-- WORK TASK --
Find every line below with the word "loop" in it, and copy each one.
§
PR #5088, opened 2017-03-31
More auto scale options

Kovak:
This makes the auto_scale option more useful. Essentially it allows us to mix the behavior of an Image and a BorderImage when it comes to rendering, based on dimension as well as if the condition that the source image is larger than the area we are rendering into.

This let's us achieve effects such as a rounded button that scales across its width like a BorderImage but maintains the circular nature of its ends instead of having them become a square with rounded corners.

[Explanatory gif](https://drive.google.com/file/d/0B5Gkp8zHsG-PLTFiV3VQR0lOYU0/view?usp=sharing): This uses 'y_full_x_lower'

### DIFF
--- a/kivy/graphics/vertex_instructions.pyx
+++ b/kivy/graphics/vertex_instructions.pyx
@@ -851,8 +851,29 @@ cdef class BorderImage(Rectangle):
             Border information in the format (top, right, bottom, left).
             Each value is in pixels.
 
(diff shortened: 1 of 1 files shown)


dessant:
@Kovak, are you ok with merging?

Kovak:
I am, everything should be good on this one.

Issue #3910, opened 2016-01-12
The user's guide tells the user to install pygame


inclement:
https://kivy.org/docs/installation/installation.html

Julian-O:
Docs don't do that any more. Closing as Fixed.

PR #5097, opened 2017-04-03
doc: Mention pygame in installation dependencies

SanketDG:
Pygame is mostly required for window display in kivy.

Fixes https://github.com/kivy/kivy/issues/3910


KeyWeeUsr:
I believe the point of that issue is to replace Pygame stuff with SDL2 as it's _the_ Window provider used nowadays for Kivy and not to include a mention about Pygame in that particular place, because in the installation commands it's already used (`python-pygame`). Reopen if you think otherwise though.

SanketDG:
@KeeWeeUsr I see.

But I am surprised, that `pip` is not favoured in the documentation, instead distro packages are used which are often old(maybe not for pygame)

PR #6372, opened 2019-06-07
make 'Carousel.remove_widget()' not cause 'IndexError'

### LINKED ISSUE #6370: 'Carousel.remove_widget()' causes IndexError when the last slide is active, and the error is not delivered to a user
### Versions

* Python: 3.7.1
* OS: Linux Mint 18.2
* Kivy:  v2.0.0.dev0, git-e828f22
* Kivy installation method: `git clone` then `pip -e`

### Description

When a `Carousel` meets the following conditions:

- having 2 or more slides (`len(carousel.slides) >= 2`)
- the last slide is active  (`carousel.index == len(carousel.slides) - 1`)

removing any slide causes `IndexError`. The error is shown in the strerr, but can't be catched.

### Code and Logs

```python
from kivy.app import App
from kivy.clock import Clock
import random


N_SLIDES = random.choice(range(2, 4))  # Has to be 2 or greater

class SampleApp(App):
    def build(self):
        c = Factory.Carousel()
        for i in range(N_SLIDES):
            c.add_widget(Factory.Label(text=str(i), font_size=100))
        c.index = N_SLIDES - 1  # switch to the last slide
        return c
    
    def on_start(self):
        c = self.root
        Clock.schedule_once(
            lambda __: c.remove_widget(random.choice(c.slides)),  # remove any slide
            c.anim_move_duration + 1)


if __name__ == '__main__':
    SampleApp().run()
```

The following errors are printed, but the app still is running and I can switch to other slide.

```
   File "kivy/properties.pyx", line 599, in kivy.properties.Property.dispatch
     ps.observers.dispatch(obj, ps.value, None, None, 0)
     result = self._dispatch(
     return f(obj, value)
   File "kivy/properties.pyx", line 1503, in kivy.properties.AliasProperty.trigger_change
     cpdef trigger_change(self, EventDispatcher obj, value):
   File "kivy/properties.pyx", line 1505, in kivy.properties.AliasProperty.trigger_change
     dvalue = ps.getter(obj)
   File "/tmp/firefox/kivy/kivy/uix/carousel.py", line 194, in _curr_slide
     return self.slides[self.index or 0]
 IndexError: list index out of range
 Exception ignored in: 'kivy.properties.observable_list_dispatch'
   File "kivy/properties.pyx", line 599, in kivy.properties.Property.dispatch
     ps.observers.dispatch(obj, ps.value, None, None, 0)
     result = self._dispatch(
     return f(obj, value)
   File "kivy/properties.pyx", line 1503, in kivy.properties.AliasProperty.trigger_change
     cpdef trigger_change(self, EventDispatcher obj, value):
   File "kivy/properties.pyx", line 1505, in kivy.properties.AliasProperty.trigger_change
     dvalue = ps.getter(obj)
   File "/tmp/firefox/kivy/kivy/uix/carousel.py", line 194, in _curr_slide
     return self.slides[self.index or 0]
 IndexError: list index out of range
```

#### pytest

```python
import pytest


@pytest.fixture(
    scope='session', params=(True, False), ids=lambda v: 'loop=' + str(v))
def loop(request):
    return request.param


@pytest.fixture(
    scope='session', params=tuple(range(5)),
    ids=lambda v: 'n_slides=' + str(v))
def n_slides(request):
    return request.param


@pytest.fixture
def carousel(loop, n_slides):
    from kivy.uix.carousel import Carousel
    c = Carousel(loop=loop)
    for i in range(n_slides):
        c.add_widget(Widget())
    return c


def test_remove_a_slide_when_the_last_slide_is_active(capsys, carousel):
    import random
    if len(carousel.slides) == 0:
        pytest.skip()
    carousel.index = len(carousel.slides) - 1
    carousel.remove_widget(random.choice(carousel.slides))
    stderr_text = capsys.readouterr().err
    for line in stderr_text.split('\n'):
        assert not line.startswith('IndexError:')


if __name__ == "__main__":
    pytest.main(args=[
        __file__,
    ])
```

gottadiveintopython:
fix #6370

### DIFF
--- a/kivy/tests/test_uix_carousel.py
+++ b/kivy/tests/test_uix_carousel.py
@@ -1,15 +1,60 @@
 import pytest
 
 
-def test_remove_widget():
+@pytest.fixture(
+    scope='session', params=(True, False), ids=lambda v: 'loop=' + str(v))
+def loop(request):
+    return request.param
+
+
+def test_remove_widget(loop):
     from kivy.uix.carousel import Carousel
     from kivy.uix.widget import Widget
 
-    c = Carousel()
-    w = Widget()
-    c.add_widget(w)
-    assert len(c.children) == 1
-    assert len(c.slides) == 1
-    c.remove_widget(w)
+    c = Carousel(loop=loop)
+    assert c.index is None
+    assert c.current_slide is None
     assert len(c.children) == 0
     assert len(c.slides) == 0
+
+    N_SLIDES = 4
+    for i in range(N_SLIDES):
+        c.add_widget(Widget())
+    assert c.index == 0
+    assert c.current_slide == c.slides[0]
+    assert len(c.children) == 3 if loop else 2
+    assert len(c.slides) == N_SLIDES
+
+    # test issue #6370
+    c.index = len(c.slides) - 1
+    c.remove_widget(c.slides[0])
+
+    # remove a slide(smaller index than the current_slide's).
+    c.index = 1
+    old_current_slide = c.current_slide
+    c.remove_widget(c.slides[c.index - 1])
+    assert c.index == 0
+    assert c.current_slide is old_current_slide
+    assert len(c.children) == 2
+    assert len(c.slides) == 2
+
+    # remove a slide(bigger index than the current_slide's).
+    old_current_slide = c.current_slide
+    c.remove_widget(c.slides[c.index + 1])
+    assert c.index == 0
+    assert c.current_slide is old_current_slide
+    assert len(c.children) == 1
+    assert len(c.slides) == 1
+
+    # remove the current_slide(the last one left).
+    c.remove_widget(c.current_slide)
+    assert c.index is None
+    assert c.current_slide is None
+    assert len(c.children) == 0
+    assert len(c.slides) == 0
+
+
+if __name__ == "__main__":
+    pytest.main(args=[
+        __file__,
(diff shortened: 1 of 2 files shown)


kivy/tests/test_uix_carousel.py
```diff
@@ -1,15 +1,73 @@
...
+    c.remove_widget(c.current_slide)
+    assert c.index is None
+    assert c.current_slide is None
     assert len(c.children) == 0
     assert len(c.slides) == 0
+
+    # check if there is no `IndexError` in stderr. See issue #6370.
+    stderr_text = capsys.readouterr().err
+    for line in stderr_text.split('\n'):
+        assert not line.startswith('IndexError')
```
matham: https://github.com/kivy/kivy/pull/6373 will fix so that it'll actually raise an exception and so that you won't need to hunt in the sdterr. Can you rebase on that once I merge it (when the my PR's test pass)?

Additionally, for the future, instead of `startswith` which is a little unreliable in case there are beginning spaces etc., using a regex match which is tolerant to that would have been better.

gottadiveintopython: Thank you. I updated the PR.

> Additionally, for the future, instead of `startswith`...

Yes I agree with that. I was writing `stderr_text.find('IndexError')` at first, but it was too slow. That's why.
§
-- RESPONSE TO THE TASK --
    scope='session', params=(True, False), ids=lambda v: 'loop=' + str(v))
def loop(request):
def carousel(loop, n_slides):
    c = Carousel(loop=loop)
+    scope='session', params=(True, False), ids=lambda v: 'loop=' + str(v))
+def loop(request):
+def test_remove_widget(loop):
+    c = Carousel(loop=loop)
+    assert len(c.children) == 3 if loop else 2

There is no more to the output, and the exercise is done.